Stored data entries
--- START ---
PR #6385, opened 2025-01-16
telemetry(lsp): Integrate language server/manifest resolver telemetry

Hweinstock:
## Problem
LSP downloading processes does not emit any telemetry. 

### Refactoring
- separate verification from core downloading steps so that we can capture it as its own telemetry event.
- Note: this refactor means that if all the downloaded content cannot be verified, no files will be written to disk. 
- Introduce abstraction of `StageResolver` to make telemetry instrumentation more natural. 

### Metric Behavior
- metric for each stage of the LSP setup process.
- can be emitted multiple times per stage to capture specific error codes. See tests for examples. 
- Commons repo PR: https://github.com/aws/aws-toolkit-common/pull/961
- bumped commons version to [1.0.296](https://github.com/aws/aws-toolkit-common/commit/8df7a87557f40e5ccd499a8f3ce38976893c8b10) to include this change. 

### Testing
- adds basic tests for `ManifestResolver` in `packages/core/src/test/shared/lsp/manifestResolver.test.ts`.
- adds basic tests for `LanguageServerResolver` in `packages/core/src/test/shared/lsp/lspResolver.test.ts`. 
- Currently `LanguageServerResolver` only supports mac, so its tests skip on non-mac platforms. There is a techdebt test to address this. 

## Future Work
- Update logging messages to be LSP specific. 

---


packages/core/src/shared/telemetry/vscodeTelemetry.json
```diff
@@ -358,6 +370,28 @@
...
+                {
+                    "type": "lspSetupLocation",
+                    "required": false
+                },
+                {
+                    "type": "duration",
+                    "required": true
+                },
+                {
+                    "type": "result",
```
justinmk3, line 390: duration/result are standard fields, shouldn't be needed here

packages/core/src/shared/telemetry/vscodeTelemetry.json
```diff
@@ -1,5 +1,22 @@
 {
     "types": [
+        {
+            "name": "languageServerSetupStage",
```
jpinkney-aws, line 4: I wish we could do properly namespaced things in telemetry. It sucks that we always have prefix specific types like this

instead of having:
```
namespace lsp {
    
}
```

packages/core/src/shared/telemetry/vscodeTelemetry.json
```diff
@@ -358,6 +375,24 @@
         }
     ],
     "metrics": [
+        {
+            "name": "languageServer_setup",
```
jpinkney-aws, line 379: can we port this to the commons repo? I think we wanted to align all teams on a common implementation

packages/core/package.nls.json
```diff
@@ -20,7 +20,7 @@
     "AWS.configuration.description.suppressPrompts": "Prompts which ask for confirmation. Checking an item suppresses the prompt.",
     "AWS.configuration.enableCodeLenses": "Enable SAM hints in source code and template.yaml files",
     "AWS.configuration.description.resources.enabledResources": "AWS resources to display in the 'Resources' portion of the explorer.",
-      "AWS.configuration.description.featureDevelopment.allowRunningCodeAndTests": "Allow /dev to run code and test commands",
+    "AWS.configuration.description.featureDevelopment.allowRunningCodeAndTests": "Allow /dev to run code and test commands",
```
jpinkney-aws, line 23: was this an auto format thing?

packages/core/src/amazonq/lsp/lspController.ts
```diff
@@ -183,4 +182,12 @@ export class LspController {
             }
         })
     }
+
+    private async setupLsp(context: vscode.ExtensionContext) {
+        await lspSetupStage('all', async () => {
+            const installResult = await new WorkspaceLSPResolver().resolve()
+            await lspSetupStage('launch', async () => activateLsp(context, installResult.resourcePaths))
+            getLogger().info('LspController: LSP activated')
```
jpinkney-aws, line 190: Not necessarily an issue for this PR, but I think we should probably scope these messages to regular codewhisperer language server vs workspace context one

packages/core/src/shared/lsp/lspResolver.ts
```diff
@@ -30,63 +31,90 @@ export class LanguageServerResolver {
...
-            result.version = latestVersion.serverVersion
-            result.assetDirectory = cacheDirectory
-            return result
-        } else {
-            // clean up any leftover content that may have been downloaded
-            if (await fs.existsDir(cacheDirectory)) {
-                await fs.delete(cacheDirectory, {
-                    recursive: true,
-                })
+        const serverResolvers: StageResolver<LspResult>[] = [
```
jpinkney-aws, line 38: not neccessarily a problem but just wanted to call it out for anyone reading -- this is where we will slightly deviate from eclipse/visual studios implementations. We can just do some things a bit simpler

packages/core/src/test/shared/lsp/lspResolver.test.ts
```diff
@@ -0,0 +1,205 @@
...
+
+    after(function () {
+        sinon.restore()
+    })
+
+    it('tries local cache first', async function () {
+        if (!isMac) {
+            this.skip()
+        }
+        localStub.resolves(lspResult('cache'))
```
jpinkney-aws, line 99: there are technically non stubbed versions of these tests in the integ or e2e folder btw. It might make sense to just add telemetry assertions there

packages/core/package.nls.json
Hweinstock: Yeah, it looks like there was an extra space left in there.

packages/core/src/amazonq/lsp/lspController.ts
Hweinstock: Yeah, I think we could make use of the logging header here that references which LSP it is.

packages/core/src/shared/lsp/lspResolver.ts
Hweinstock: In what ways does this deviate from their implementations? Would it be easier if I modified the implementation to closer mirror those implementations?

packages/core/src/test/shared/lsp/lspResolver.test.ts
Hweinstock: Where are these tests? I am having some trouble finding them.

jpinkney-aws: https://github.com/aws/aws-toolkit-vscode/blob/feature/amazonqLSP/packages/amazonq/test/e2e/lsp/lspInstaller.test.ts#L73

packages/core/src/shared/lsp/lspResolver.ts
jpinkney-aws: Just the structure of having resolvers. It's not a big deal. I just copied Visual Studios implementation and basically ported it to typescript. AFAIK Eclipse ported Visual Studio's implementation for this code to java. This is just a slight refactor of their work

jpinkney-aws (approved):

jpinkney-aws:
Ah looks like the e2e tests are failing with the thing you mentioned in standup

Hweinstock:
Oh interesting. I suspect this might be something else since I stubbed the workspaceLSPInstaller. The remote manifest fetch fails on local, but passes in CI. I'll adjust the tests and add a note that it doesn't work locally.

packages/amazonq/test/e2e/lsp/lspInstaller.test.ts
```diff
@@ -117,6 +121,86 @@ describe('AmazonQLSPInstaller', () => {
             assert.ok(fallback.assetDirectory.startsWith(tempDir))
             assert.deepStrictEqual(fallback.location, 'fallback')
             assert.ok(semver.satisfies(fallback.version, supportedLspServerVersions))
+
+            // Exclude version numbers so that this test doesn't have to be updated on each update.
+            // Fetching manifest fails locally, but passes in CI. Therefore, this test will fail locally.
```
jpinkney-aws, line 126: Can you explain more about this? The test will fail locally?

packages/core/src/test/shared/lsp/lspResolver.test.ts
jpinkney-aws: What functionality is covered in this one thats not in those other ones?

packages/amazonq/test/e2e/lsp/lspInstaller.test.ts
Hweinstock: When running locally, the manifest fetch fails on both the first and second try. However, when it runs in CI the first try succeeds and the second one does not. Not entirely sure why, but it appears to be consistent across the 3 times I've run it so far. How it ultimately resolves the manifest impacts which telemetry metrics are emitted so the metrics emitted when run locally differ from that in CI. Therefore, I adjusted the test so that it the expected behavior is the behavior in CI.

Hweinstock: After diving deeper on this I discovered the root issue, and it should be fixed now. To summarize, the globalState is consistent in CI, but not local since we don't overwrite it on e2e/integ tests. This means that if I've already downloaded the LSP locally, the manifest etag is in globalState. If this eTag is up to date, the remote fetch fails. 

I fixed it by temporarily clearing the manifest storage in globalState for these tests, and then restoring it afterwards.

jpinkney-aws (approved):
--- END ---
Each line above should be copied exactly, with no line missing.

PR #6385, opened 2025-01-16
telemetry(lsp): Integrate language server/manifest resolver telemetry

Hweinstock:
## Problem
LSP downloading processes does not emit any telemetry. 

### Refactoring
- separate verification from core downloading steps so that we can capture it as its own telemetry event.
- Note: this refactor means that if all the downloaded content cannot be verified, no files will be written to disk. 
- Introduce abstraction of `StageResolver` to make telemetry instrumentation more natural. 

### Metric Behavior
- metric for each stage of the LSP setup process.
- can be emitted multiple times per stage to capture specific error codes. See tests for examples. 
- Commons repo PR: https://github.com/aws/aws-toolkit-common/pull/961
- bumped commons version to [1.0.296](https://github.com/aws/aws-toolkit-common/commit/8df7a87557f40e5ccd499a8f3ce38976893c8b10) to include this change. 

### Testing
- adds basic tests for `ManifestResolver` in `packages/core/src/test/shared/lsp/manifestResolver.test.ts`.
- adds basic tests for `LanguageServerResolver` in `packages/core/src/test/shared/lsp/lspResolver.test.ts`. 
- Currently `LanguageServerResolver` only supports mac, so its tests skip on non-mac platforms. There is a techdebt test to address this. 

## Future Work
- Update logging messages to be LSP specific. 

---


packages/core/src/shared/telemetry/vscodeTelemetry.json
```diff
@@ -358,6 +370,28 @@
...
+                {
+                    "type": "lspSetupLocation",
+                    "required": false
+                },
+                {
+                    "type": "duration",
+                    "required": true
+                },
+                {
+                    "type": "result",
```
justinmk3, line 390: duration/result are standard fields, shouldn't be needed here

packages/core/src/shared/telemetry/vscodeTelemetry.json
```diff
@@ -1,5 +1,22 @@
 {
     "types": [
+        {
+            "name": "languageServerSetupStage",
```
jpinkney-aws, line 4: I wish we could do properly namespaced things in telemetry. It sucks that we always have prefix specific types like this

instead of having:
```
namespace lsp {
    
}
```

packages/core/src/shared/telemetry/vscodeTelemetry.json
```diff
@@ -358,6 +375,24 @@
         }
     ],
     "metrics": [
+        {
+            "name": "languageServer_setup",
```
jpinkney-aws, line 379: can we port this to the commons repo? I think we wanted to align all teams on a common implementation

packages/core/package.nls.json
```diff
@@ -20,7 +20,7 @@
     "AWS.configuration.description.suppressPrompts": "Prompts which ask for confirmation. Checking an item suppresses the prompt.",
     "AWS.configuration.enableCodeLenses": "Enable SAM hints in source code and template.yaml files",
     "AWS.configuration.description.resources.enabledResources": "AWS resources to display in the 'Resources' portion of the explorer.",
-      "AWS.configuration.description.featureDevelopment.allowRunningCodeAndTests": "Allow /dev to run code and test commands",
+    "AWS.configuration.description.featureDevelopment.allowRunningCodeAndTests": "Allow /dev to run code and test commands",
```
jpinkney-aws, line 23: was this an auto format thing?

packages/core/src/amazonq/lsp/lspController.ts
```diff
@@ -183,4 +182,12 @@ export class LspController {
             }
         })
     }
+
+    private async setupLsp(context: vscode.ExtensionContext) {
+        await lspSetupStage('all', async () => {
+            const installResult = await new WorkspaceLSPResolver().resolve()
+            await lspSetupStage('launch', async () => activateLsp(context, installResult.resourcePaths))
+            getLogger().info('LspController: LSP activated')
```
jpinkney-aws, line 190: Not necessarily an issue for this PR, but I think we should probably scope these messages to regular codewhisperer language server vs workspace context one

packages/core/src/shared/lsp/lspResolver.ts
```diff
@@ -30,63 +31,90 @@ export class LanguageServerResolver {
...
-            result.version = latestVersion.serverVersion
-            result.assetDirectory = cacheDirectory
-            return result
-        } else {
-            // clean up any leftover content that may have been downloaded
-            if (await fs.existsDir(cacheDirectory)) {
-                await fs.delete(cacheDirectory, {
-                    recursive: true,
-                })
+        const serverResolvers: StageResolver<LspResult>[] = [
```
jpinkney-aws, line 38: not neccessarily a problem but just wanted to call it out for anyone reading -- this is where we will slightly deviate from eclipse/visual studios implementations. We can just do some things a bit simpler

packages/core/src/test/shared/lsp/lspResolver.test.ts
```diff
@@ -0,0 +1,205 @@
...
+
+    after(function () {
+        sinon.restore()
+    })
+
+    it('tries local cache first', async function () {
+        if (!isMac) {
+            this.skip()
+        }
+        localStub.resolves(lspResult('cache'))
```
jpinkney-aws, line 99: there are technically non stubbed versions of these tests in the integ or e2e folder btw. It might make sense to just add telemetry assertions there

packages/core/package.nls.json
Hweinstock: Yeah, it looks like there was an extra space left in there.

packages/core/src/amazonq/lsp/lspController.ts
Hweinstock: Yeah, I think we could make use of the logging header here that references which LSP it is.

packages/core/src/shared/lsp/lspResolver.ts
Hweinstock: In what ways does this deviate from their implementations? Would it be easier if I modified the implementation to closer mirror those implementations?

packages/core/src/test/shared/lsp/lspResolver.test.ts
Hweinstock: Where are these tests? I am having some trouble finding them.

jpinkney-aws: https://github.com/aws/aws-toolkit-vscode/blob/feature/amazonqLSP/packages/amazonq/test/e2e/lsp/lspInstaller.test.ts#L73

packages/core/src/shared/lsp/lspResolver.ts
jpinkney-aws: Just the structure of having resolvers. It's not a big deal. I just copied Visual Studios implementation and basically ported it to typescript. AFAIK Eclipse ported Visual Studio's implementation for this code to java. This is just a slight refactor of their work

jpinkney-aws (approved):

jpinkney-aws:
Ah looks like the e2e tests are failing with the thing you mentioned in standup

Hweinstock:
Oh interesting. I suspect this might be something else since I stubbed the workspaceLSPInstaller. The remote manifest fetch fails on local, but passes in CI. I'll adjust the tests and add a note that it doesn't work locally.

packages/amazonq/test/e2e/lsp/lspInstaller.test.ts
```diff
@@ -117,6 +121,86 @@ describe('AmazonQLSPInstaller', () => {
             assert.ok(fallback.assetDirectory.startsWith(tempDir))
             assert.deepStrictEqual(fallback.location, 'fallback')
             assert.ok(semver.satisfies(fallback.version, supportedLspServerVersions))
+
+            // Exclude version numbers so that this test doesn't have to be updated on each update.
+            // Fetching manifest fails locally, but passes in CI. Therefore, this test will fail locally.
```
jpinkney-aws, line 126: Can you explain more about this? The test will fail locally?

packages/core/src/test/shared/lsp/lspResolver.test.ts
jpinkney-aws: What functionality is covered in this one thats not in those other ones?

packages/amazonq/test/e2e/lsp/lspInstaller.test.ts
Hweinstock: When running locally, the manifest fetch fails on both the first and second try. However, when it runs in CI the first try succeeds and the second one does not. Not entirely sure why, but it appears to be consistent across the 3 times I've run it so far. How it ultimately resolves the manifest impacts which telemetry metrics are emitted so the metrics emitted when run locally differ from that in CI. Therefore, I adjusted the test so that it the expected behavior is the behavior in CI.

Hweinstock: After diving deeper on this I discovered the root issue, and it should be fixed now. To summarize, the globalState is consistent in CI, but not local since we don't overwrite it on e2e/integ tests. This means that if I've already downloaded the LSP locally, the manifest etag is in globalState. If this eTag is up to date, the remote fetch fails. 

I fixed it by temporarily clearing the manifest storage in globalState for these tests, and then restoring it afterwards.

jpinkney-aws (approved):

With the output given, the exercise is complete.